The LuxLeaks scandals brought to light how multinationals in the EU avoided paying millions of dollars in corporate taxes. A year after, the OECD presented the final package of the international tax reforms discussed previously by the G20 finance ministers. One of its key focuses is the amendment of the IP (intellectual property) regime, such as the patent box regime, so it can create real activity, as opposed to only a way to shift profits for multinationals. The question now is whether the changes will spur growth or not.
This package follows up on the 2013 G20/OECD Action Plan on Base Erosion and Profit Shifting (“BEPS”), which identified 15 actions to put an end to international tax avoidance. It aims at providing governments with solutions for closing loopholes that allow “corporate profits to ‘disappear’ or be artificially shifted to low/no tax environments” where no economy translation of these movements takes place.
Potentially harmful preferential tax regimes remain the current concern of the OECD BEPS. A tax regime is considered harmful as long as it answers positively to one of the following three questions: 1) Does business shift activity from one country to the one providing the preferential tax regime, without generating significant new activity; 2) Does the presence and level of activities in the host country not measure up with the amount of investment or income; 3) Is the preferential regime the primary motivation for the location of an activity.
And as it happens, the ousted UK patent tax regime tests positive for question one and three.
Introduced in 2013, the UK’s Patent Box tax incentive provided a lower tax rate (10 %) to UK companies that were exploiting patented IP (intellectual property) rights. What was first a means to encourage innovation and retain (attract) innovative activities became simply a way for multinationals to shift their patent-derived income from another country to the UK in order to claim tax break. Not only creators of new technology but even owners of patents qualified for the regime, as long as some work was done to exploit the patent in the UK.
Also, the level of tax relief was not linked to the significance of the patent to the product or process. As long as any part of the product was linked to a patent, all the profits arising from its commercialization could benefit from the lowered tax.

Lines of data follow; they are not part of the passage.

PR #292, opened 2026-07-14
fix(vscode): surface phantombot's slash commands in the /-menu

andrewagrahamhodges:
## Problem

In VS Code the `/`-menu showed only VS Code's own `/debug` and `/model` — none of phantombot's commands. Zed (and JetBrains, which speaks ACP natively) render all five.

Not an IDE collision, and the server is fine: it advertises `/stop`, `/reset`, `/status`, `/harness`, `/help` via `available_commands_update` on both `session/new` and `session/load` (`server.ts:195,242`). Both bugs are in our VS Code extension.

## Root causes

**1. The notification was dropped before anything could read it.**
`AcpClient.handleSessionUpdate` looked the session up in `promptStreams` and returned early when absent. That map only exists *for the duration of a prompt* — and the commands update arrives at `session/new`, when no prompt is in flight. Every advertisement hit the floor. (The `switch` didn't handle `available_commands_update` either, but it never got that far.)

**2. VS Code has no dynamic slash-command API.**
Even a perfectly-handled notification could not have rendered the menu. The delegate agent's commands come from the static manifest contribution — `ChatSessionsService._registerAgent` builds it as `slashCommands: contribution.commands ?? []`. The `chatSessions` contribution point accepts a `commands` array (`{name, description, when}`); a declared `chatParticipants` entry would have double-registered the `canDelegate` agent id and thrown, so this is the right — and only — surface.

## Fix

- **`package.json`** — declare the five commands under `chatSessions[0].commands`.
- **`acpClient.ts` / `protocol.ts`** — type `available_commands_update`, route session-scoped updates *ahead of* the per-prompt lookup, cache them per session (`client.availableCommands(sessionId)`), log the live list to the output channel. This is now the drift detector against the server.
- **`sessionBridge.ts`** — `promptTextWithCommand()`. VS Code strips the command off the prompt and hands it over as `request.command`; the ACP server dispatches by *parsing prompt text* (`isAcpCommand` → `runAcpCommand`), so picking `/stop` would otherwise have sent an empty turn to the model. Applied at both call sites (participant handler + session content provider).

## Notes

- The commands already *worked* if typed blind — this was purely a discoverability gap.
- **JetBrains needs no change**: AI Assistant 2026.1+ is native ACP and consumes the notification directly, same as Zed.
- Drift guard test asserts the manifest list equals the server's `ACP_AVAILABLE_COMMANDS` (names + descriptions), so the two can't silently diverge.

## Testing

`bun test` 113 pass / 0 fail, `tsc --noEmit` clean, `bun run build` clean. New coverage: commands captured at `session/new` with no prompt in flight, commands update doesn't disturb prompt streaming, `promptTextWithCommand` round-trips (`/stop`, `/harness claude-code`, plain prompts, and a prompt that merely starts with a slash), manifest↔server drift.

Not yet verified in a live VS Code window — that needs the extension reloaded with proposed APIs enabled; happy to build a vsix and check the menu renders.


editors/vscode/package.json
```diff
@@ -2,7 +2,7 @@
   "name": "phantombot-vscode",
   "displayName": "phantombot",
   "description": "Chat with phantombot — your personality-first agent — in VS Code's native Chat panel via an embedded ACP client.",
-  "version": "0.4.5",
+  "version": "0.4.6",
```
kaieriksen, line 5: The extension version is bumped to `0.4.6`, but `src/lib/vscodeExtensionAsset.generated.ts` still embeds `0.4.5` and `phantombot-vscode-0.4.5.vsix`. CI fails the embedded asset integrity tests (2 failures). Please run `bun run gen:vscode-vsix` and commit the regenerated asset module before merge.

kaieriksen (changes requested):
Request changes: the embedded VS Code asset was not regenerated after the extension version bump. CI has 2 failing asset-integrity tests; regenerate and rerun the checks.

andrewagrahamhodges:
Good catch — you were right, and it was worse than a red test.

`editors/vscode/package.json` went to 0.4.6 with the new `chatSessions.commands` contribution, but `src/lib/vscodeExtensionAsset.generated.ts` still held the 0.4.5 vsix bytes. So the CLI installer would have shipped the **stale extension — the one without the /-menu commands — while reporting 0.4.6**. The asset-integrity tests caught exactly the failure mode they were written for.

Regenerated with `bun run gen:vscode-vsix` in 907e302 (phantomyard.phantombot-vscode@0.4.6, 16585-byte vsix). All six checks green. Back to you.

kaieriksen (approved):
Re-reviewed at efab003. The embedded VS Code asset is regenerated for 0.4.6; 113 VS Code tests, 27 asset tests, typecheck, and CI pass.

This preferential regime came under fire in 2014 prompting an investigation into patent box practices. Things came to an end after Germany – the fiercest instigator of the inquiry, and the UK came to an agreement and drafted a proposal to amend the existing IP tax régime. Namely, a proposal based on the nexus approach.
According to this approach, there must be a direct and genuine link between the income and the activity contributing to that income. This means that income subject to reduced taxes can only be derived from patents that the business has developed or helped develop personally. The current UK Patent Box regime will henceforth close to new entrants by 30 June 2016 and will be abolished by 30 June 2021. On the other hand, the new regime takes place at the same time as entrance closes.
So now that the UK tax regime attracts real activity, it should support growth and innovation. A country has two reasons to introduce a patent box: encouraging innovation or attracting (retaining) innovative activities. Is this new regime really helping with that?
When we look closely, the nexus approach has the potential to decrease the harmful tax effects of patent boxes on patent location and to raise the level of local innovation. However, there is the issue of the long waiting period before adopting the new regime, rendering the mitigation effects of the new nexus approach quite ineffective. People can still enroll into the old regime until June 2016 and benefit from it until 2021. If a number of businesses piled up into the old regime instead of waiting for the new regime entrance (also June 2016), the scope of the amendment will be affected. The end result will be a lessening of the only positive impact of the nexus approach.
Preferential treatments do attracts innovative activity, and Patent boxes are no exception. Only, the effect varies according to sectors. Bigger firms would be more inclined to use it, for example, or extensive patent companies (pharmaceuticals). This engenders a bias that is likely to create distortion in the British innovative system.
I do not contest the idea that the patent box is a strong idea. After all, the UK faced a growth crisis in 2013. The country was in dire need of an economy rebalancing towards productive entrepreneurship and the creation of new products and services. Only, this initiative, even after its amendment, doesn’t have enough empirical evidence that it serves another purpose aside from benefiting tax competition.
Still, some measures can still be taken to mitigate the role of patent box on tax competition. For instance, by changing the scheme so it does not include existent patents. Another option would be parallel investments to its knowledge economy. As the Work Foundation and the Big Innovation Centre argue, the “UK can not hope to maintain its living standards by competing in the world as a low-cost destination”. It should instead look for ways to develop the collaborative activity of its knowledge economy and make the British innovative system the real motor of value creation. That would certainly attract foreign investment. One would be motivated to come to the UK for the sake of achieving a particular goal, and not because it’s a ‘’cheap’’ tax destination.